# Inaccurate fresh water tank guage



## Chudders

Had my our Euramobil Integra 810 HS for about 3 months now and very pleased I am. Been away a few times but the weather has not been conducive to a nice relaxing weekend. However, I have noticed that the fresh water tank guage indicates 75% when tank is full. Similarly when it reads 25% its about half full. I know that tank guages generally are somewhat unreliable but does anyone know if there is any adjustment possible. I think the sender unit is fitted in to the tank through the top. The setup may be the same on other makes of motorhome.
Any comments appreciated.
Thanks, Dave


----------



## JockandRita

Chudders said:


> Had my our Euramobil Integra 810 HS for about 3 months now and very pleased I am. Been away a few times but the weather has not been conducive to a nice relaxing weekend. However, I have noticed that the fresh water tank guage indicates 75% when tank is full. Similarly when it reads 25% its about half full. I know that tank guages generally are somewhat unreliable but does anyone know if there is any adjustment possible. I think the sender unit is fitted in to the tank through the top. The setup may be the same on other makes of motorhome.
> Any comments appreciated.
> Thanks, Dave


Hi Dave,

I can't help with the problem, other than to say that we have the same problem. Our tank sender unit is made up of four probes of varying sizes, and the more probes that are in contact with the water, the higher the reading.
At home, our external tap and hose dispenses 2 galls every 45 seconds, so on that basis, after 8 minutes of filling up, we've got 16 galls, ( a fraction over half a tank), which is enough for a weekend away. However the gauge shows 3/4 of a tank. :?

Other than replacing the sender unit for a more accurate one, I don't know of another way round the problem.
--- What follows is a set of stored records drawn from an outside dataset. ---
PR #3127, opened 2026-09-07
fix(github): avoid shared mutable default on GithubProvider.get_incremental_commits

### LINKED ISSUE #3114: Shared mutable default on GithubProvider.get_incremental_commits

vhmns14:
### Description
Fixes #3114.

In `GithubProvider.get_incremental_commits`, `incremental` defaulted to `IncrementalPR(False)`, which was constructed once at module import time and shared across all instances calling without arguments. When `self.incremental` was mutated during incremental review paths (such as `_get_incremental_commits` or `get_commit_range`), that state leaked across provider instances.

This PR changes the parameter default to `None` and constructs `IncrementalPR(False)` inside the body (consistent with `GitLabProvider.get_incremental_commits` and `AzureDevopsProvider.get_incremental_commits`).

### Testing
- Added unit tests in `TestGetIncrementalCommits` (`tests/unittest/test_github_provider_urls_and_diffs.py`) verifying:
  - Default `incremental` creates a fresh `IncrementalPR` instance on each call.
  - Explicit `incremental` instance is preserved.
  - Mutating one provider's incremental state does not leak to subsequent calls with default arguments.
- Ran all 224 unit tests in `tests/unittest/test_github*.py` — all passed.
- Ran `ruff check` on the changed files — all passed.

### DIFF
--- a/pr_agent/git_providers/github_provider.py
+++ b/pr_agent/git_providers/github_provider.py
@@ -111,7 +111,9 @@ class GithubProvider(GitProvider):
             get_logger().exception(f"Failed to get an issue object for issue: {issue_url}, belonging to owner/repo: {repo_name}")
             return None
 
-    def get_incremental_commits(self, incremental=IncrementalPR(False)):
+    def get_incremental_commits(self, incremental: IncrementalPR | None = None):
+        if incremental is None:
+            incremental = IncrementalPR(False)
         self.incremental = incremental
         if self.incremental.is_incremental:
             self.unreviewed_files_map = dict()
--- a/tests/unittest/test_github_provider_urls_and_diffs.py
+++ b/tests/unittest/test_github_provider_urls_and_diffs.py
@@ -12,6 +12,7 @@ from unittest.mock import Mock, patch
 import pytest
 
 from pr_agent.algo.types import EDIT_TYPE, FilePatchInfo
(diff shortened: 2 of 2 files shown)


IsmaelMartinez:
Thanks for taking #3114. shaurya703's #3121 got there first, ninety minutes earlier, with the same change and identity tests, and it is one accepted suggestion from merging, so closing this in its favour.

PR #3134, opened 2026-09-07
fix(improve): preserve quoted file headings

### LINKED ISSUE #3133: [Bug] /improve drops quote from later file headings
### Git provider

Other / provider-neutral.

### System Info

- PR-Agent baseline: `main` at `dd4088f9a355a43931fa9a3cf9e077b5513e4049`
- Reproduction path: `PRCodeSuggestions.convert_to_decoupled_with_line_numbers()`
- Default setting: `pr_code_suggestions.decouple_hunks=false`
- No provider token or live model call is needed.

### Bug details

When the default `/improve` path converts a multi-file non-decoupled prompt chunk back to line-numbered hunks, the second and later `## File: '<path>'` headings can lose the opening quote.

Minimal reproduction:

1. Build a non-decoupled `/improve` prompt chunk containing at least two generated file blocks, for example:
   - `## File: 'first.py'`
   - `## File: 'second.py'`
2. Pass it through `PRCodeSuggestions.convert_to_decoupled_with_line_numbers()`.

Current behavior:

- The first heading is preserved as `## File: 'first.py'`.
- A later heading can become `## File: second.py'`.
- With production-style generated spacing, separator padding can also be treated as a numbered blank line in the previous hunk.

Expected behavior:

- Every file heading remains exactly quoted, for example `## File: 'second.py'`.
- Only actual hunk content is line-numbered.

Impact:

This can corrupt the file heading shown to the model for multi-file `/improve` chunks. The path is shared across providers when `pr_code_suggestions.decouple_hunks=false` (the default). It is deterministic for this multi-file prompt shape; install/population frequency is unknown without telemetry.

Scope:

This is separate from the MOSAICO path parsing issue in #3124/#3125 and does not require provider-adapter changes.

oleksii-tumanov:
Fixes #3133.

Follow-up to #3069.

## Summary

- Preserve quoted `## File: '<path>'` headings when the default `/improve` path converts multi-file non-decoupled chunks to numbered hunks.
- Trim generated section padding before hunk conversion so separator blank lines are not numbered as file content.
- Add provider-neutral regression coverage using generated multi-file input.

## Testing

- `PYTHONPATH=. python -m pytest tests/unittest/test_pr_code_suggestions_core.py::test_convert_to_decoupled_uses_normalized_diff_and_keeps_ai_summary tests/unittest/test_pr_code_suggestions_core.py::test_convert_to_decoupled_preserves_quoted_file_headings_across_files -q`
- `PYTHONPATH=. python -m pytest tests/unittest/test_pr_code_suggestions_core.py -q`
- `PYTHONPATH=. python -m pytest tests/unittest/test_prompt_fragments.py tests/unittest/test_diff_pipeline_core.py tests/unittest/test_pr_processing_core.py -q`
- `PYTHONPATH=. python -m pytest tests/unittest -q --tb=short --maxfail=20`
- `PYTHONPATH=. python -m ruff check --fix pr_agent/tools/pr_code_suggestions.py tests/unittest/test_pr_code_suggestions_core.py`
- `python -m pre_commit run --files pr_agent/tools/pr_code_suggestions.py tests/unittest/test_pr_code_suggestions_core.py`
- `git diff --check upstream/main...HEAD`

### DIFF
--- a/pr_agent/tools/pr_code_suggestions.py
+++ b/pr_agent/tools/pr_code_suggestions.py
@@ -1618,12 +1618,13 @@ class PRCodeSuggestions:
                     patches = patch_prompt.strip().split(f"\n{file_prefix}")
                     patches_new = copy.deepcopy(patches)
                     for i in range(len(patches_new)):
+                        patch_body = patches_new[i].rstrip("\n")
                         if i == 0:
-                            prefix = patches_new[i].split("\n@@")[0].strip()
+                            prefix = patch_body.split("\n@@")[0].strip()
                         else:
-                            prefix = file_prefix + patches_new[i].split("\n@@")[0][1:]
+                            prefix = file_prefix + patch_body.split("\n@@")[0]
                             prefix = prefix.strip()
-                        patches_new[i] = prefix + '\n\n' + decouple_and_convert_to_hunks_with_lines_numbers(patches_new[i],
+                        patches_new[i] = prefix + '\n\n' + decouple_and_convert_to_hunks_with_lines_numbers(patch_body,
                                                                                                           file=None).strip()
                         patches_new[i] = patches_new[i].strip()
                     patch_final = "\n\n\n".join(patches_new)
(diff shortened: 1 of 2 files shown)


IsmaelMartinez (approved):
Thanks for tracing the dropped quote to the `[1:]` slice and trimming the separator padding before conversion. Both symptoms reproduce on main and are gone here, and the generated two-file test fails on main.

PR #3136, opened 2026-09-07
fix(bitbucket): resolve line text in publish_inline_comment like the other providers

### LINKED ISSUE #3130: Bitbucket publish_inline_comment takes a line number where the base contract passes line text
#3126 aligned the parameter order of `publish_inline_comment` on both Bitbucket providers with the base. Position three is still a number there: `bitbucket_provider.py` posts it as `inline.to`, `bitbucket_server_provider.py` as `anchor.line`, and the internal caller in `publish_inline_comments` passes `from_line`, an int, into a parameter annotated `str`.

Every other implementation takes the line's text and resolves it: GitHub and Azure DevOps through `create_inline_comment` and `find_line_number_of_relevant_line_in_file`, Gitea through the same helper, GitLab through `search_line`. So a caller following the base signature still fails on Bitbucket, now with an API 400 rather than a wrong anchor, which is the second half of what #3113 described.

The fix is to resolve text to a number the way the others do while keeping the integer path the plural wrapper uses. The contract test in `tests/unittest/test_git_provider_method_contract.py` compares only name, kind and default, so it cannot see this; a payload test that passes line text is what pins it.

7487:
Fixes #3130

`GitProvider.publish_inline_comment` takes the relevant line's text, and GitHub, GitLab, Azure DevOps and Gitea resolve it to a line number before posting. Both Bitbucket providers posted the argument as-is (`inline.to` on cloud, `anchor.line` on server), so a caller following the base signature got an API 400 after #3126 fixed the parameter order.

Both providers now route a non-integer `relevant_line_in_file` through the existing `create_inline_comment` (`find_line_number_of_relevant_line_in_file`) and post the resolved path/line, returning `False` without posting when the text is not in the diff. The integer path that `publish_inline_comments` uses is unchanged, so the existing `"to": 42` / `"line": 42` payload tests still pass alongside the new ones.

Tests: `PYTHONPATH=. uv run pytest tests/unittest -q` (full unit suite green); the four new payload tests fail on `main` (server posts `'b = 2'` as the line).

### DIFF
--- a/pr_agent/git_providers/bitbucket_provider.py
+++ b/pr_agent/git_providers/bitbucket_provider.py
@@ -491,8 +491,17 @@ class BitbucketProvider(GitProvider):
         path = relevant_file.strip()
         return dict(body=body, path=path, position=absolute_position) if subject_type == "LINE" else {}
 
-    def publish_inline_comment(self, body: str, relevant_file: str, relevant_line_in_file: str, original_suggestion=None) -> bool:
+    def publish_inline_comment(self, body: str, relevant_file: str, relevant_line_in_file: str | int,
+                               original_suggestion=None) -> bool:
         body = self.limit_output_characters(body, self.max_comment_length)
+        # The base contract passes the line's text; publish_inline_comments passes an already resolved line number.
+        if not isinstance(relevant_line_in_file, int):
+            comment = self.create_inline_comment(body, relevant_file, relevant_line_in_file)
+            if not comment:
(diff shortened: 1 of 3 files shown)


IsmaelMartinez (approved):
Thanks for turning this morning's contract gap into a fix with payload tests on both providers within two hours. The four new tests go red on main, the int path is untouched, and the suite is green.

PR #3140, opened 2026-09-07
refactor: remove dead shared rate-limit handlers

### LINKED ISSUE #3139: Dead PyGithub rate-limit handlers in the shared diff path
### What

`pr_agent/algo/pr_processing.py:6` imports `RateLimitExceededException` from PyGithub at module scope, and catches it around three of the four `get_diff_files()` call sites, at :63, :157 and :426; the fourth, at :560, sits inside a broad `except Exception`. The `Raises:` docstring at :423 names it too. Each handler only logs and re-raises:

```python
    except RateLimitExceededException as e:
        get_logger().error(f"Rate limit exceeded for git provider API. original message {e}")
        raise
```

None of them can fire. `GithubProvider.get_diff_files` wraps `_get_diff_files` in `retry_call(..., exceptions=RateLimitExceeded)` at `pr_agent/git_providers/github_provider.py:268`, and `_get_diff_files` converts PyGithub's exception into the project's own `RateLimitExceeded` at :398, defined at `pr_agent/servers/utils.py:76`. Whatever escapes after the retries is therefore the project's class, not PyGithub's, so the `except` clauses in the shared path never match. The project's own test says the same: `tests/unittest/test_logging_structured_payloads.py:95-111` feeds a 403 `GithubException` into `get_files` and asserts `pytest.raises(RateLimitExceeded)`. No other provider raises PyGithub's exception at all, so the handlers are dead for every provider, GitHub included.

### Why it is worth fixing

The shared diff path reads as though rate limiting is handled there, and it is not; a reader has to follow two files to discover the handlers are unreachable. The module-scope import also means every GitLab-only, Bitbucket-only or Gitea-only deployment imports PyGithub inside the shared diff path, and `pyproject.toml:55` pins `PyGithub==1.59.*` unconditionally. #2216 is the precedent for a provider dependency reaching deployments that do not use that provider.

### Proposed shape

A decision rather than a patch, because nothing misbehaves today. The direct option is to delete the three handlers, the `Raises:` docstring line and the module-scope import, leaving rate-limit handling where it actually works, inside the GitHub provider. The alternative is to let each provider declare the exceptions its diff path can raise, and catch that instead, which would restore a real handler at the shared layer. The second option adds another provider-capability mechanism, so it fits better alongside the contract work proposed in #3117 than on its own. #133 added the GitHub handling in 2023 and the provider-agnostic case was never revisited.

Tiancheng-Xu:
## Summary

- Remove the unused module-level PyGithub `RateLimitExceededException` import from the shared diff-processing path.
- Remove the three handlers that could never match after providers translate rate-limit failures to the project-level `RateLimitExceeded` exception.
- Keep GitHub retry and exception translation unchanged in `GithubProvider`.
- Add regression coverage for propagation through all three shared diff entry points and for the provider-agnostic import boundary.

Closes #3139

## Why this does not change runtime behavior

`GithubProvider._get_diff_files()` already converts the PyGithub exception to the project-level `RateLimitExceeded` exception, and `GithubProvider.get_diff_files()` retries that project exception before it returns. The shared handlers only logged and re-raised `RateLimitExceededException`, so they were unreachable for GitHub and for every other provider. Removing them leaves the actual retry and conversion behavior in the provider where it already occurs; other exceptions still propagate normally from the shared path.

## Verification

- `PYTHONPATH=. uv run pytest tests/unittest -q` — 4232 passed, 1 skipped, 1 xfailed.
- `uv run ruff check pr_agent/algo/pr_processing.py tests/unittest/test_pr_processing_core.py` — passed.
- `uv run pre-commit run --files pr_agent/algo/pr_processing.py tests/unittest/test_pr_processing_core.py` — passed.
- `git diff --check` — passed.

## 中文说明

本 PR 删除共享 diff 路径中永远匹配不到的 PyGithub 限流异常导入、三个 handler 和过时的 Raises 文档。GitHub provider 原有的重试与项目级 `RateLimitExceeded` 转换保持不变，因此不改变运行时行为；新增测试覆盖三个共享入口的项目级异常传播及 provider-agnostic 导入边界。

### DIFF
--- a/pr_agent/algo/pr_processing.py
+++ b/pr_agent/algo/pr_processing.py
@@ -3,8 +3,6 @@ from __future__ import annotations
 import traceback
 from typing import Callable, List, Tuple
 
-from github import RateLimitExceededException
-
 from pr_agent.algo.git_patch_processing import (
     decouple_and_convert_to_hunks_with_lines_numbers,
     extend_patch,
@@ -59,11 +57,7 @@ def get_pr_diff(git_provider: GitProvider, token_handler: TokenHandler,
         PATCH_EXTRA_LINES_BEFORE = cap_and_log_extra_lines(PATCH_EXTRA_LINES_BEFORE, "before")
         PATCH_EXTRA_LINES_AFTER = cap_and_log_extra_lines(PATCH_EXTRA_LINES_AFTER, "after")
 
-    try:
-        diff_files = git_provider.get_diff_files()
-    except RateLimitExceededException as e:
-        get_logger().error(f"Rate limit exceeded for git provider API. original message {e}")
-        raise
+    diff_files = git_provider.get_diff_files()
 
     # get pr languages
     pr_languages = sort_files_by_main_languages(git_provider.get_languages(), diff_files)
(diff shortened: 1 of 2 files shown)


IsmaelMartinez (approved):
Thanks for claiming #3139 and turning the direct option round within the hour. The tests pinning project-level RateLimitExceeded propagation through all three shared entry points are exactly the guard this removal needed, and the full AST walk answers Copilot's note.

Lets hope someone else does, eh? :wink:

Regards,

Jock.


----------



## Chudders

Thanks Jock, It,s not a big deal but I just like everything to work properly if I can. I had an Autotrail before and that tank guage was way worse. One minute it would read full and 5 minutes later empty. Did not bother with that one at all, just ignored it. I knew when the tank was full when it came out the overflow.
Regards, Dave


----------



## Telbell

It seems to be a common problem with many makes chudders.

I'm able to re-set the guage by turning a tiny screw on the top of the water tank but after a few fillings it all goes haywire so I have to re-set it again when I know the tank is empty/full

Frustrating but not too big a deal


----------



## Chudders

Thanks, I will look to see if there is a screw as you describe, but as you say not a major problem. If it was easy to do though I would like to try.
Thanks, Dave


----------



## Chudders

Telbell said:


> It seems to be a common problem with many makes chudders.
> 
> I'm able to re-set the guage by turning a tiny screw on the top of the water tank but after a few fillings it all goes haywire so I have to re-set it again when I know the tank is empty/full
> 
> Frustrating but not too big a deal


Had a look today and yes found a very small screw on the top of the sender unit. So small you could miss it. Gave it a partial turn and it did alter the reading on the guage. So I filled the tank right up and then adjusted that screw untill the guage read 100%. Started to empty tank and the percenatge decreased as you would expect. Now I will just have to see if it maintains its readings etc. If so, will be pleased.
Thanks to everyone for comments and suggestions.
Regards, Dave


----------



## Telbell

> Had a look today and yes found a very small screw on the top of the sender unit. So small you could miss it


Great news Dave-fwiw I've found that when I fill fresh water "gently" ie use a watering can to put just a bit in at a time, the guage stays accurate for a fair while.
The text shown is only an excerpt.